■ EXERCISE DETAILS ■
Every entry should be returned exactly. Omit none of them.

■ RECORD EXCERPTS ■
PR #655, opened 2020-09-01
wait for interrupt in a common header

dkfellows:
This shouldn't lengthen the code, since it generates the same code as always, yet it allows us to get rid of one of the few calls that remains in our inner loops. (We also retain `spin1_send_mc_packet()` and so on, but those are doing a lot more work.)

### DIFF
--- a/c_common/front_end_common_lib/include/spin1-wfi.h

■ SOLVED EXERCISE ■
PR #655, opened 2020-09-01
wait for interrupt in a common header

dkfellows:
This shouldn't lengthen the code, since it generates the same code as always, yet it allows us to get rid of one of the few calls that remains in our inner loops. (We also retain `spin1_send_mc_packet()` and so on, but those are doing a lot more work.)

### DIFF
--- a/c_common/front_end_common_lib/include/spin1-wfi.h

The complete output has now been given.